[Extracted records]
______

Issue #231, opened 2018-09-14
Prop-dependent variables


kuzhelov:
### Where we are now

Agreed on the following task (https://github.com/stardust-ui/react/issues/231#issuecomment-421973984) to be solved first by trying to prototype each of the suggested approaches. Here are prototype links to try:

- CSS-based approach prototype (#240)
- JS-based approach prototype (_about to come_)

-------------

### Problem description
After syncing up with Fabric there were some concerns raised around our taken approach to use `props` as variables function' argument:

```jsx
// buttonVariables
(siteVariables, props) => ({
  ...
})
```

### Proposed solution
Although a step related to make styling aspects to be completely a theme's area of responsibility is definitely a step in the right direction, there is need to discuss potential alternatives to proposed solution.

Please, consider this PR where discussion thread has started #207 - all related posts are cited here as well.

kuzhelov:
@levithomason's response:

I'm not sure we should move forward with this pattern just yet.  It is a big change that has many implications.  I also spent some time discussing it with Fabric yesterday and I think we reached a few good conclusions:

It seems there are only two options here.  
1. **Many variables** - Code combinatorial variables for every component (primaryBackground, primaryDisabledBackground, etc) 
1. **Many Branches** - Code combinatorial function branches that return the proper variable values

Using many variables does have advantages over using functions:
1. Hover, active, focus states can be handled with CSS selectors
1. It is JSON serializable
1. We can show edit controls in the doc experience for variables
1. Designers are able to edit variable values and JSON
1. It is more simple

Using variable functions has a few downsides:
1. Handling hover, active, focus requires JS listeners and state updates
1. The logic is not JSON serializable
1. We cannot give a path to customizing the values, unless we give a full featured code editor
1. Only engineers skilled in JS will be capable of customizing it
1. It is more complex

### Example implementation

Here's how we could use the existing `props` passed to our style function to override the icon style when used in the Radio:

```jsx
const radioStyles = {
  root: ({ props, variables }) => ({
    '.ui-icon': {
      color: props.checked
        ? variables.checkedIconBackgroundColor
        : variables.uncheckedIconBackgroundColor
    }
  })
}
```

[...]

Issue #66, opened 2018-08-08
CSS in JS issues


levithomason:
We'll track CSS in JS issues we're having here and propose solutions later.

1. Cannot switch to a different renderer (normal, rtl) during the life of the app #58 
2. We'll need to support multiple React roots on a single page.

robinweser:
@levithomason FWIW, we're thinking about introducing dynamic direction support, adding the ability to switch rtl => ltr dynamically as well as having different modes for different sub trees :) 

PS: I was thrilled to see Fela in the code here. Looks like a very promising UI library. If there's anything I can help with, feel free to hit me up =)

levithomason:
>we're thinking about introducing dynamic direction support

That would be awesome.  This is one of the big hurdles for us now.

The other goal we have is to reduce the number of wrapping components around every UI component.  This is the reason we are using the renderer directly opposed to an HOC.

miroslavstastny:
3. Fela does not prefix keyframe class names - RTL keyframes rewrite LTR ones #516

miroslavstastny:
4. Fela incompatible with `--isolatedModules` #613

layershifter:
After #1459 we will not need to switch renderers.
Fela is also compatible with TS `--isolatedModules` now 🚀

levithomason:
Both the original issues are now solved 💪

PR #240, opened 2018-09-17
CSS-based approach to reflect pseudo-state changes of parent component in child's styles

kuzhelov:
This prototype is provided to test the CSS-based approach for the problem of tweaking styles of child component on parent's pseudo state changes (like `:hover`) - see #231.

**DISCLAIMER: PROTOTYPE ALERT! This PR is just a prototype, so please, dig into the implementation by accepting the fact  that code could be dirty.**

## API suggested

Is provided in the `buttonStyles.js`. Just to frame an idea, this is a proposed way of providing `Icon` styles on `Button` hover:

```js
// buttonStyles
const styles = {
  ...
  onHover: {
    icon: ({ props }) => ({ props.primary ? 'red' : 'blue' }),
    ...  // styles for other slots could be specified here
    }
 },
 on<another_pseudo_state>: {
   ...
 }
}
```

And for the `Button`'s logic the following changes should be applied - please, note that those are generic:

```jsx
const icon = Icon.create(icon, {
      ... 
      className: classes.slots.icon, // all pseudo-state style slots are aggregated into 'slots' property of 'classes' (we should, probably, better name it)
   }
}
```

## How it works

Essentially, provided logic results in the following CSS being added to the page:

```css
.${componentClassName}:${pseudoStateName} .${slotClassName} {
  ...
}

// specifically, simplified version looks like this
.ui-button:hover .slot-icon-76ae8 {
   ...
}
```

and the following HTML being rendered:

```html
<button class='ui-button .. '>
  <span class='... slot-icon-76ae8 ...' >...</span>
</button>
```

Please, note that `76ae8` is added to the class name of slot - this value is a hash that is calculated based on the props applied to the slot. This trick allow us to solve the following problems:
- address the problem of CSS styles scoping - even for the case of nested theme providers
- establish functional correspondence between parent component's state and calculates styles for child, so that each change of the parent's state (JS) or pseudo-state (CSS) will be properly reflected by styles of child
- limit the number of CSS classes necessary

### DIFF
--- a/src/lib/getClasses.ts
+++ b/src/lib/getClasses.ts
@@ -14,11 +14,33 @@ const getClasses = (
   renderer: IRenderer,
   componentStyles: IComponentPartStylesInput,
   styleParam: ComponentStyleFunctionParam,
+  extra: any,
 ): IComponentPartClasses => {
   // root, icon, etc.
   const componentParts: string[] = Object.keys(componentStyles)
 
+  const { componentId, className: componentClassName } = extra
+
   return componentParts.reduce((classes, partName) => {
+    // handle state section differently
+    // DISCLAIMER: dirty code alert!
+    if (partName.startsWith('on')) {
+      const pseudoStateName = partName.substr(2).toLowerCase()
+
+      const slotStyles = (componentStyles[partName] as any)()
+
+      Object.keys(slotStyles).forEach(slotName => {
+        const slotClassName = `slot-${slotName}`
+
+        renderer.renderStatic(
+          callable(slotStyles[slotName])(styleParam),
+          `.${componentClassName}.${componentId}:${pseudoStateName} .${componentId}.${slotClassName}`,
+        )
+      })
+
+      return classes
+    }
+
     classes[partName] = renderer.renderRule(callable(componentStyles[partName]), styleParam)
 
     return classes
--- a/src/lib/getClasses.ts
+++ b/src/lib/getClasses.ts
@@ -6,6 +6,16 @@ import {
   IRenderer,
 } from '../../types/theme'
 
+import * as crypto from 'crypto'
+
+const getHashCode = (fromString: string): string => {
+  return crypto
+    .createHash('md5')
+    .update(fromString)
+    .digest('hex')
+    .substr(0, 5)
+}
+
 /**
  * Returns a string of HTML classes.
  * Renders one or many component styles (objects of component parts) to the DOM.
@@ -19,32 +29,40 @@ const getClasses = (
   // root, icon, etc.
   const componentParts: string[] = Object.keys(componentStyles)
 
-  const { componentId, className: componentClassName } = extra
+  const { className: componentClassName } = extra
 
-  return componentParts.reduce((classes, partName) => {
-    // handle state section differently
-    // DISCLAIMER: dirty code alert!
-    if (partName.startsWith('on')) {
-      const pseudoStateName = partName.substr(2).toLowerCase()
+  return componentParts.reduce(
+    (classes, partName) => {
+      // handle state section differently
+      // DISCLAIMER: dirty code alert!
+      if (partName.startsWith('on')) {
+        const pseudoStateName = partName.substr(2).toLowerCase()
 
-      const slotStyles = (componentStyles[partName] as any)()
+        const slotStyles = (componentStyles[partName] as any)()
 
-      Object.keys(slotStyles).forEach(slotName => {
-        const slotClassName = `slot-${slotName}`
+        Object.keys(slotStyles).forEach(slotName => {
+          const slotStyle = callable(slotStyles[slotName])(styleParam)
+          const slotStyleHash = getHashCode(JSON.stringify(slotStyle))
 
-        renderer.renderStatic(
-          callable(slotStyles[slotName])(styleParam),
-          `.${componentClassName}.${componentId}:${pseudoStateName} .${componentId}.${slotClassName}`,
-        )
-      })
+          const slotClassName = `${slotName}-slot-of-${componentClassName}--${slotStyleHash}`
+
+          renderer.renderStatic(
+            slotStyle,
+            `.${componentClassName}:${pseudoStateName} .${slotClassName}`,
+          )
+
+          classes.slots[slotName] = slotClassName
+        })
+
+        return classes
+      }
+
+      classes[partName] = renderer.renderRule(callable(componentStyles[partName]), styleParam)
 
       return classes
-    }
-
-    classes[partName] = renderer.renderRule(callable(componentStyles[partName]), styleParam)
-
-    return classes
-  }, {})
+    },
+    { slots: {} } as any,
+  )
 }
 
 export default getClasses
--- a/src/themes/teams/components/Button/buttonStyles.ts
+++ b/src/themes/teams/components/Button/buttonStyles.ts
@@ -140,6 +140,13 @@ const buttonStyles: IComponentPartStylesInput = {
     overflow: 'hidden',
     ...(typeof props.content === 'string' && truncateStyle),
   }),
+
+  onHover: {
+    icon: ({ props }) => ({
+      color: 'red',
+      ...(props.primary && { backgroundColor: 'yellow' }),
+    }),
+  } as any,
 }
 
 export default buttonStyles
--- a/package.json
+++ b/package.json
@@ -81,6 +81,7 @@
   },
   "dependencies": {
     "classnames": "^2.2.5",
+    "crypto": "^1.0.1",
     "fela": "^6.1.7",
     "fela-plugin-fallback-value": "^5.0.17",
     "fela-plugin-placeholder-prefixer": "^5.0.18",
--- a/src/components/Button/Button.tsx
+++ b/src/components/Button/Button.tsx
@@ -2,6 +2,7 @@ import * as PropTypes from 'prop-types'
 import * as React from 'react'
 import whatInput from 'what-input'
 import * as _ from 'lodash'
+import * as cx from 'classnames'
 
 import { UIComponent, childrenExist, customPropTypes, createShorthandFactory } from '../../lib'
 import Icon from '../Icon'
@@ -44,6 +45,12 @@ export interface IButtonProps {
  *  - if button includes icon only, textual representation needs to be provided by using 'title', 'aria-label', or 'aria-labelledby' attributes
  */
 class Button extends UIComponent<Extendable<IButtonProps>, any> {
+  constructor(props, context) {
+    super(props, context)
+
+    this.componentId = 'button-instance-id'
+  }
+
   static create: Function
 
   public static displayName = 'Button'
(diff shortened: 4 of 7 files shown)


src/themes/teams/components/Button/buttonStyles.ts
```diff
@@ -140,6 +140,13 @@ const buttonStyles: IComponentPartStylesInput = {
     overflow: 'hidden',
     ...(typeof props.content === 'string' && truncateStyle),
   }),
+
+  onHover: {
+    icon: ({ props }) => ({
+      color: 'red',
```
kuzhelov, line 146: introduced just as a usage example

src/lib/getClasses.ts
```diff
@@ -14,15 +24,45 @@ const getClasses = (
...
-  return componentParts.reduce((classes, partName) => {
-    classes[partName] = renderer.renderRule(callable(componentStyles[partName]), styleParam)
+  const { className: componentClassName } = extra
+
+  return componentParts.reduce(
+    (classes, partName) => {
+      // handle state section differently
+      // DISCLAIMER: dirty code alert!
+      if (partName.startsWith('on')) {
+        const pseudoStateName = partName.substr(2).toLowerCase()
```
mnajdova, line 39: Totally supporting the work done here. In my opinion we can start to clear the code and move this further. As for the names of these parts, I would suggest adding the prefix (pseudo). I know this is dirty code as an example, but I think after renaming this it would be pretty much ready for review. What are your thoughts on this @kuzhelov ?

kuzhelov: absolutely agree :) still, one thing that I would like to test before making it 'PR ready' is performance - specifically, would like to estimate how costly it is for us to calculate these hashes, will try on the most contrived case (with pseudos being heavily used) and measure the time spent on that (and, essentially, how it compares to overall rerendering time)

src/themes/teams/components/Button/buttonStyles.ts
miroslavstastny: I understand this is just an example, but, anyway, you are not handling `disabled` and `primary` is not a prop but a type:
```jsx
      ...(!props.disabled && {
        color: 'red',
        ...(props.type === 'primary' && { backgroundColor: 'yellow' }),
      }),
```

src/lib/getClasses.ts
```diff
@@ -14,15 +24,45 @@ const getClasses = (
...
+
+        const slotStyles = (componentStyles[partName] as any)()
+
+        Object.keys(slotStyles).forEach(slotName => {
+          const slotStyle = callable(slotStyles[slotName])(styleParam)
+          const slotStyleHash = getHashCode(JSON.stringify(slotStyle))
+
+          const slotClassName = `${slotName}-slot-of-${componentClassName}--${slotStyleHash}`
+
+          renderer.renderStatic(
```
miroslavstastny, line 49: This breaks when you start mixing LTR and RTL renderers - the class name for both directions will be the same (as the hash is calculated before RTL transformation and `renderStatic`-rendered classes do not get renamed with the `selectorPrefix`) but can end up having different styles (as the styles go through rtl plugin).

To see in in docsite, try adding `borderLeft` to the `button.icon:hover` style and switch to RTL.

src/lib/getClasses.ts
```diff
@@ -6,6 +6,16 @@ import {
   IRenderer,
 } from '../../types/theme'
 
+import * as crypto from 'crypto'
+
+const getHashCode = (fromString: string): string => {
+  return crypto
+    .createHash('md5')
```
miroslavstastny, line 13: This will be fun to debug once you get a collision.

src/lib/getClasses.ts
```diff
@@ -14,15 +24,45 @@ const getClasses = (
...
+      if (partName.startsWith('on')) {
+        const pseudoStateName = partName.substr(2).toLowerCase()
+
+        const slotStyles = (componentStyles[partName] as any)()
+
+        Object.keys(slotStyles).forEach(slotName => {
+          const slotStyle = callable(slotStyles[slotName])(styleParam)
+          const slotStyleHash = getHashCode(JSON.stringify(slotStyle))
+
+          const slotClassName = `${slotName}-slot-of-${componentClassName}--${slotStyleHash}`
```
miroslavstastny, line 47: Why are you adding all the parts to the class name? (Ignoring collisions for now) the hash (and a short prefix) would be enough and could reduce number of classes in a page.

src/lib/getClasses.ts
```diff
@@ -14,15 +24,45 @@ const getClasses = (
...
+    (classes, partName) => {
+      // handle state section differently
+      // DISCLAIMER: dirty code alert!
+      if (partName.startsWith('on')) {
+        const pseudoStateName = partName.substr(2).toLowerCase()
+
+        const slotStyles = (componentStyles[partName] as any)()
+
+        Object.keys(slotStyles).forEach(slotName => {
+          const slotStyle = callable(slotStyles[slotName])(styleParam)
```
miroslavstastny, line 44: Now you are adding the style to DOM and class to the element even if `slotStyle === {}`. Is that intended?

src/lib/getClasses.ts
```diff
@@ -14,15 +24,45 @@ const getClasses = (
...
+          const slotStyleHash = getHashCode(JSON.stringify(slotStyle))
+
+          const slotClassName = `${slotName}-slot-of-${componentClassName}--${slotStyleHash}`
+
+          renderer.renderStatic(
+            slotStyle,
+            `.${componentClassName}:${pseudoStateName} .${slotClassName}`,
```
miroslavstastny, line 51: Don't you want to use direct child combinator here?
With this code, if you put `Button` inside another `Button`, hovering over the outer button highlights icon inside the inner button.

miroslavstastny (commented):
I like the approach, although I am don't like that from my point of view encapsulation is broken - you are directly touching styles of one component in another component (even in the same theme).

In the button-icon example I would rather move that logic as a separate exported function to iconStyles and call that function from buttonStyles

miroslavstastny:
Also, author of Fela JS is aware of this project (#66), it could be interesting to hear his opinion on this as I see this as a general css in js issue.

src/themes/teams/components/Button/buttonStyles.ts
kuzhelov: sorry, do not completely understand that - lets discuss..

kuzhelov:
@miroslavstastny 

> I like the approach, although I am don't like that from my point of view encapsulation is broken - you are directly touching styles of one component in another component (even in the same theme).

No objections in regards to 'encapsulation is broken' part - actually, this is closely attributes to the discussion we've had here: #231 . 

With that being said, however, seems that a reasonable strategy would be is the following - as a first thing, try to address this pseudo-selector issue in CSS, and this is what this PR is attempting to solve. The next and, to my mind, mandatory step would be to address this issue of broken encapsulation you've mentioned - have some ideas around how it could be extended to our 'variables' concept.

src/lib/getClasses.ts
kuzhelov: this is the part that attributes to another comment you've left: https://github.com/stardust-ui/react/pull/240#discussion_r218686036 - was experimenting with selectors a bit there. 

I was thinking about this problem as well and was trying to experiment with different approaches. The first obvious one was using direct child selectors in CSS, like the following one (if I've understood correctly, this is the approach you are suggesting in the comment):

```css
.ui-button > ui.icon { .. }
```

Unfortunately, see some problems with that. For example, we could easily imagine the situation where this slot component will be not a direct child of main component, but rather a nested child like in the following pseudo-case:

```jsx
// Button.tsx
// className attributes are explicitly added just to provide an idea

render = ({ ... }) => (
  <ElementType className='ui-button'>
      <Layout renderMain={() => <Icon className='ui-icon' />} />
  </ElementType>
)
```

which will be rendered to 

```html
<button class='ui-button'>
   <div class='layout-main'>
      <i class='ui-icon'></i>
   </div>
</button>
```

Apparently, direct child CSS selector won't work for this case.

src/lib/getClasses.ts
kuzhelov: if you are about the part where just first five characters are taken from calculated hash - have done this only for this prototype - but there are plenty of other strategies we might consider to make this 'id' part readable. 

But if you are talking about hash value in general - yes, agree, it will be extremely 'funny', but good point is that probability of that is low in a reasonable proportion to this 'funny' part :)

src/lib/getClasses.ts
kuzhelov: no, this is not intentional - we should optimize here :)

src/lib/getClasses.ts
kuzhelov: yes - but see this moment as being relatively easy to address, as it is juts about properly handling class name prefixes. Just to simplify prototype's code have omitted this from the scope for now, but surely, this moment should be addressed if approach will be accepted

src/lib/getClasses.ts
kuzhelov: this closely attributes to your comment about the `Icon` reacting on hover state changes of `Button` that is not its direct parent (`Button` wrapped in `Button` story). Was experimenting with different approaches to address this problem, and to this point preferring the one about introducing notion of `componentId` for parent component, so that slot selector will be like

```css
.${component-class-name}-${componentId} .${slotName}-slot-of-${componentId}--${slotStyleHash}`
```

With that the problem of `Button` -> `Button` -> `Icon` case should be solved - however, obviously, there are several questions that need to be answered before this approach could be proposed as **a** solution:
- what are perf implications (not worrying much about that, frankly)
- !! we should prevent bloat of different `componentId`s - otherwise we will end up with explosion of static styles on the page

Another way to solve the problem is to look on CSS side - specifically, to be smarter in terms of selector to use, so that this problem won't happen. Experimenting with that as well

levithomason:
This will work for limited cases of simple pseudo state selectors from within a theme.  However, what is the solution for the consumer who may need a selector like this?

```jsx
<SomeComponent
  styles={{
    '&:hover .my-component:not(.active)': {
      ...
    }
  }}
/>
```

This is a current and anticipated future need.  I'm afraid any abstraction over pseudo selectors really will need to handle all selector types.  In essence, I fear we'd need to rebuild the syntax of the CSS selector as JS conventions in order to support all the necessary features.

levithomason:
@rofrischmann what's your take on the necessary cases where a parent needs to style a child?  Are you still of the mind that the future of Fela will support the [selectors shown in the docs](http://fela.js.org/docs/basics/Rules.html)?

robinweser:
We will continue support for those yeah. You might also want to check out [fela-identifier](https://github.com/rofrischmann/fela/tree/master/packages/fela-identifier) that's tackling that exact issue of "addressing child elements with a constant and unique parameter.

robinweser:
Not sure where to put this, so I'm abusing the comments section (sorry for that): 
I just noticed that two of you (@kuzhelov and @Bugaa92) are going to present Stardust at ReactiveConf!
Would be cool to meet and talk a bit if you want to (guess we'll see each other in the speakers area anyways), would love to hear more on Stardust :)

______

◆ THE TASK ◆
Locate the word "implications" in the entries, and copy every line where it is found.

◆ SOLUTION TO THE PROBLEM ◆
I'm not sure we should move forward with this pattern just yet.  It is a big change that has many implications.  I also spent some time discussing it with Fabric yesterday and I think we reached a few good conclusions:
- what are perf implications (not worrying much about that, frankly)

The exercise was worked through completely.